I’m using Krita for a short time, to see if I can work with it using my pen display. I love to use watercolor brushes or colored pencil brushes. I just created a prismacolor 150 count color swatch for krita. If you ever use colored pencil, you probably know as long as you build up your layers, colored pencil will blend on their own. I want to create this blending in my work, but I can’t see to keep the colored pencil texture. Every blender I use is actually blurring the layers together so it seems a smooth blend that just looks…well…eehm…digital.
I tried using different paperlike backgrounds, textured brush tips, but I just can’t seem to get it right. Anyone knows what I mean, and can point me in the right direction, or have a blender that keeps the textures?
Hi. Yes, I kind of understand what you mean. I almost never use any blending brushes because they always make the area blurry and yes, digital.
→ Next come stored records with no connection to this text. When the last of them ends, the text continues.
PR #57, opened 2016-06-29
add ares_process_timeouts

Garik-:
If you have two libraries c-ares and libev needed feature that extra ends the process.
The result was a situation that libev library comes ev_timer event (eg maximum time-out) and in the library of c-ares works ares_process function and there was no way to correctly close the connection.

example: https://github.com/Garik-/crawler/blob/libev/ev_ares.c

### DIFF
--- a/ares.h
+++ b/ares.h
@@ -420,6 +420,8 @@ CARES_EXTERN void ares_process_fd(ares_channel channel,
                                   ares_socket_t read_fd,
                                   ares_socket_t write_fd);
 
+CARES_EXTERN void ares_process_timeouts(ares_channel channel);
+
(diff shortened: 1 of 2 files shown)


Garik-:
OK I will try

dimbleby:
Isn't this just the same as calling `ares_process(channel, NULL, NULL)` (or `ares_process_fd(channel, ARES_SOCKET_BAD, ARES_SOCKET_BAD)`)?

What I try to do is to use brushes that blend well by themselves. They are usually the wet ones. But if you can not chanche the brush engine, what I would do is to reestablish the texture with a layer or mask with the same texture of the brush, in an overlay mode. You can apply that texture to a particular area, and the results are good. That’s kind of a brute force solution, but is the only one I know for the moment. Maybe someone else have a better solution. Cheers.
Doesn’t a coloured pencil work by depositing small ‘flakes’ that are translucent and adhere to the material you’re drawing on, which may be a layer of previously used colored pencil?
If so, maybe some adaptation of a texture spray with Normal blending but the layer opacity reduced to show the colour underneath?
Correction: I meant Brush opacity at a reduced percentage … something like that.
Hi, i was testing the pencil styles time ago, but i didn’t see too much interest and other things were more in a hurry, but this is a test i think i published time ago.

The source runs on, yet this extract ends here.